Note: This blog post features a brief from page 42 of our 2018 Facts & Figures publication, contextualizing North Carolina education data with a short description of an historical feature or a critical issue in North Carolina. Read more at www.NCEdFacts.org.
In North Carolina and nationwide, public education is financed through federal, state, and local expenditures. Nearly two-thirds of total K-12 public education funding in North Carolina comes from the state through position, dollar and category allotments (such as allotments for teachers, principals, teacher assistants, textbooks, classroom materials, and transportation).
Districts received additional funding from the state based on student learning needs (such as for children with disabilities, English language learners, and economically disadvantaged students). The state also provides supplemental funding to low-wealth counties (68 across the state) and small counties (27).

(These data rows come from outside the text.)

PR #496, opened 2021-07-09
Refs #32946 - properly reference pulpcore_resource_manager_service

evgeni:
Otherwise foreman-maintain fails with:

    undefined local variable or method `pulpcore_resource_manager_service'
    for Feature Class pulpcore<Features::Pulpcore>:Class


evgeni:
@upadhyeammit could you please have a look, and if happy merge and release a 0.8.5 with that change asap?

upadhyeammit (approved):

PR #501, opened 2021-07-15
Fixes #32319 - skip external databases while filtering services

upadhyeammit:
The external databases can't be enabled or disabled hence
not considering pgsql databases while filtering disabled
services

### DIFF
--- a/definitions/features/service.rb
+++ b/definitions/features/service.rb
@@ -45,7 +45,7 @@ class Features::Service < ForemanMaintain::Feature
 
   def filter_disabled_services!(action, service_list)
     if %w[start stop restart status].include?(action)
-      service_list.select!(&:enabled?)
+      service_list.select! { |service| !service.respond_to?(:enabled?) || service.enabled? }
     end
     service_list
   end


upadhyeammit:
@ekohl while this works, I would love to know if this can be written in better way? Thanks!

evgeni:
I don't have a setup to test, but doesn't the else block mean the external DB *will* be added to the service list and thus considered for later operations?

upadhyeammit:
> I don't have a setup to test, but doesn't the else block mean the external DB _will_ be added to the service list and thus considered for later operations?

For start/stop/restart/enable/disable external dbs are skiped and only connection status is disaplyed,
~~~
# bin/foreman-maintain service stop
Warning: Stopping foreman.service, but it can still be activated by:
  foreman.socket
| stopping squid                                                                
postgresql (candlepin) is remote and is UP.

postgresql (foreman) is remote and is UP.

postgresql (pulpcore) is remote and is UP.
/ stopping rh-mongodb34-mongod                                                  
rh-mongodb34-mongod is remote and is UP.

# bin/foreman-maintain service enable --only rh-mongodb34-mongod
Running Enable Services
Enable applicable services: 

Enabling the following service(s):
rh-mongodb34-mongod
/ enabling rh-mongodb34-mongod                                                  
rh-mongodb34-mongod is remote and is UP. It can't be enabled.
/ All services enabled                                                [OK]      

~~~

evgeni:
Ah, cool, thanks for the explanation!

definitions/features/service.rb
```diff
@@ -44,8 +44,18 @@ def action_past_tense(action)
   end
 
   def filter_disabled_services!(action, service_list)
```
ekohl, line 46: Now that you no longer modify `service_list` in place, this no longer needs the `!`:
```suggestion
  def filter_disabled_services(action, service_list)
```

definitions/features/service.rb
```diff
@@ -44,8 +44,18 @@ def action_past_tense(action)
...
+        # Hence running the filteration on local services only
+        if service.respond_to?(:enabled?)
+          enabled_services << service if service.enabled?
+        else
+          enabled_services << service
+        end
+      end
+      return enabled_services
     end
     service_list
```
ekohl, line 60: This does change the behavior. If the action isn't in the included list, it now returns an empty list. A possible smaller diff that maintains the current behavior:
```ruby
   def filter_disabled_services!(action, service_list) 
    if %w[start stop restart status].include?(action)
      service_list.select! { |service| !service.respond_to?(:enabled?) || service.enabled? }
    end
    service_list
  end
```

upadhyeammit: Yes to avoid returning empty list I explicitly returned the `enabled_services` from if block. Your approach if far cleaner, thank you!

ekohl (approved):

PR #702, opened 2023-03-27
Fixes #36230 - Puppet removal parameter to installer is no longer used

ehelms:


ehelms:
I've a proposed a test to ensure this over in bats: https://github.com/theforeman/forklift/pull/1664

ehelms:
> Is this something which should take the version into account? If this is cherry picked to an older release then it'll break things. If not, I think the min version should be raised to 3.6.

I would assume if you cherry pick this back to an older release you are doing so with the intent to provide this functionality to that older release. 

But since those checks exist, I can update them. They are a hold over from the previous release model foreman_maintain was used in with Satellite.

ekohl (approved):
Thanks

PR #703, opened 2023-03-27
Fixes #36233 - Run container-repair-media-type script on upgrade

wbclark:
I think we could run this on other upgrades as well. Does foreman_maintain have a check to ensure that the procedure doesn't run again next time if we already ran it, though?

### DIFF
--- a/definitions/procedures/pulpcore/repair_container_media_type.rb
+++ b/definitions/procedures/pulpcore/repair_container_media_type.rb
@@ -1,0 +1,23 @@
+module Procedures::Pulpcore
+  class RepairContainerMediaType < ForemanMaintain::Procedure
+    include ForemanMaintain::Concerns::SystemService
+
+    metadata do
+      description 'Repair container media type in the pulpcore db'
+      for_feature :pulpcore
+    end
+
+    def run
+      with_spinner('Repairing container media type in the pulpcore db') do |spinner|
+        necessary_services = feature(:pulpcore_database).services
+
+        feature(:service).handle_services(spinner, 'start', :only => necessary_services)
+
+        spinner.update('Repairing container media type')
+        execute!('PULP_SETTINGS=/etc/pulp/settings.py '\
+                 'DJANGO_SETTINGS_MODULE=pulpcore.app.settings '\
+                 'pulpcore-manager container-repair-media-type')
+      end
+    end
+  end
+end
--- a/definitions/scenarios/upgrade_to_satellite_6_11.rb
+++ b/definitions/scenarios/upgrade_to_satellite_6_11.rb
@@ -77,6 +77,7 @@ module Scenarios::Satellite_6_11
       add_step(Procedures::RefreshFeatures)
       add_step(Procedures::Service::Start.new)
       add_step(Procedures::Pulpcore::TrimRpmChangelogs.new)
+      add_step(Procedures::Pulpcore::ContainerRepairMediaType.new)
       add_steps(find_procedures(:post_migrations))
     end
   end
--- a/definitions/scenarios/upgrade_to_satellite_6_11_z.rb
+++ b/definitions/scenarios/upgrade_to_satellite_6_11_z.rb
@@ -72,6 +72,7 @@ module Scenarios::Satellite_6_11_z
     def compose
       add_step(Procedures::RefreshFeatures)
       add_step(Procedures::Service::Start.new)
+      add_step(Procedures::Pulpcore::ContainerRepairMediaType.new)
       add_steps(find_procedures(:post_migrations))
     end
   end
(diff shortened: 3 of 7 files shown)


ehelms:
> I think we could run this on other upgrades as well. Does foreman_maintain have a check to ensure that the procedure doesn't run again next time if we already ran it, though?

It will run every time, so need to make sure its idempotent if possible and that its performant.

wbclark:
Thanks! I've added the procedure to additional upgrades -- it now targets 6.11, 6.11.z, 6.12, 612.z, and 6.13.

@ipanova @ianballou would you mind giving this approach a quick sanity check?

ehelms:
> Thanks! I've added the procedure to additional upgrades -- it now targets 6.11, 6.11.z, 6.12, 612.z, and 6.13.

That will somewhat help, but it'll still have to be cherry picked back and conflicts addressed for any version you want to bring this back to.

wbclark:
> > Thanks! I've added the procedure to additional upgrades -- it now targets 6.11, 6.11.z, 6.12, 612.z, and 6.13.
> 
> That will somewhat help, but it'll still have to be cherry picked back and conflicts addressed for any version you want to bring this back to.

The maintenance repository is unversioned, and FM always updates itself to the latest version before doing anything else, correct?

If CPs are needed, I should be able to open those after this is finalized and merged. Are you anticipating merge conflicts?

ianballou (commented):
This is looking good to me! I haven't tested it, but the planning and the running of the cleanup script appears to be correct.

wbclark:
I tracked down the PR which introduced the repair command, at https://github.com/pulp/pulp_container/pull/1003/files

If I'm reading this correctly it won't be the most performant implementation for repeated runs, since it forces an update for all manifests in manifests_schema_v1 if the media type as determined by the associated json metadata is not MEDIA_TYPE.MANIFEST_V1

This means that for manifests with other media types, an update will be attempted each time the repair command is run, even if the media type is already set to the correct value. The result would still be the same after running the script twice, but the second run would not be a no-op.

I also need to refresh my memory regarding whether it's possible (or even default) to run Katello with the Pulpcore Cache enabled, in which case it looks like a potential issue would occur if we tried to run the repair script while Pulpcore is configured to use the Cache but Redis is not running.

ipanova:
@wbclark besides mentioned PR there is one more https://github.com/pulp/pulp_container/pull/1051 So this commanded fixes 2 things.
You're right this is not really meant to be repeatedly run. It is not performant because unfortunately we need to inspect each manifest json file stored on the FS. It is enough to be run it once, for content that was in DB prior the bugfix, with the bugfix backport it will ensure *new* incoming content is correct.

ehelms:
Is there a clear way to know if it *needs* to be run based on some data? Or if it has run before based on some existing data?

ipanova:
It needs to be ran on the upgrade ( just once) as long as the DB is not empty and there will be manifests with `MEDIA_TYPE.MANIFEST_V1` , which can point to incorrectly stored data.
There is no way to determine whether the script ran before.

wbclark:
Looking into it more, there is https://github.com/theforeman/foreman_maintain/commit/a625d952a5697520da95a65f7fbbff97472fde77

The comment at https://github.com/theforeman/foreman_maintain/blob/72adb771d2c99a4ca0e998711d472a04152d4ed6/lib/foreman_maintain/concerns/metadata.rb#L93-L97 implies it may not work out of the box across different upgrade scenarios, however

ehelms:
Note I am planning to remove the irrelevant upgrade scenarios (https://github.com/theforeman/foreman_maintain/pull/705) which will force a rebase on this PR. The changes will then need to be cherry-picked back to any version relevant to a Satellite version where this change is desired (which would have to happen regardless).

ehelms:
I'd like to check again based on re-reading and checking the code. Is there a way to query Pulp and ask if there are any containers with `MEDIA_TYPE.MANIFEST_V1_SIGNED` ? If I understand correctly, that is the logic that would indicate whether the repair needs to run?

Alternatively, looking at the logic, this appears to do a fetch for any containers that have `MEDIA_TYPE.MANIFEST_V1_SIGNED`, is that correct? Which means if it returns 0 then the update will do nothing and it will be a noop basically.

wbclark:
The latest (internal) 6.12 build has python39-pulp-container-2.10.12-1.el8pc.noarch.rpm and the latest 6.13 build has python39-pulp-container-2.14.3-1.el8pc.noarch.rpm, while 6.11 has python38-pulp-container-2.9.9-1.el8pc.noarch.rpm

The original bug https://bugzilla.redhat.com/show_bug.cgi?id=2102078 is in VERIFIED state for 6.13 but it was never cloned into 6.11 or 6.12

Satellite 6.12 and some later versions of Satellite 6.11 do contain pulp-container versions with the script; however this is a consequence of using later pulp releases to address other bugs -- the script was never QE'd for those releases and there was never any erratum.

Therefore, we can execute this script just on the 6.13 upgrades for Satellite and Capsule, since that is the first version where the fix is "officially" present.

Users who are aware of the script on earlier releases could still try to run it if they are not yet ready for the full upgrade to 6.13, but since we won't target multiple upgrades for the fix, there won't be any mechanism to skip executing the repair script if it has already run.

As https://github.com/theforeman/foreman_maintain/pull/705 is now merged, I'll close this PR and open a new PR for the 6.13 branch.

Combining state funding allotments, a first grade student with no special learning needs would receive $5,861 in state funding; an economically disadvantaged first grade student with limited English proficiency and special learning needs in a small, low-wealth county would receive $17,279 in state education funding.
Roughly 11% of K-12 public education funding in North Carolina comes from the Federal government. Federal funds mainly support child nutrition, students with disabilities, and students from low-income households.
K-12 Education Finance
In addition to state and federal funds, local North Carolina counties provide additional funding to supplement state support for K-12 school operations; and provide funds to build, furnish, and maintain K-12 school buildings. Local dollars fund nearly 28,000 positions in K-12 public schools, including 7,315 service workers, 6,313 teachers, 1,937 teacher assistants, and 756 assistant principals across the state. Local funds for school operations range from $849 per pupil in Robeson County to $6,151 in Chapel-Hill/Carrboro City Schools.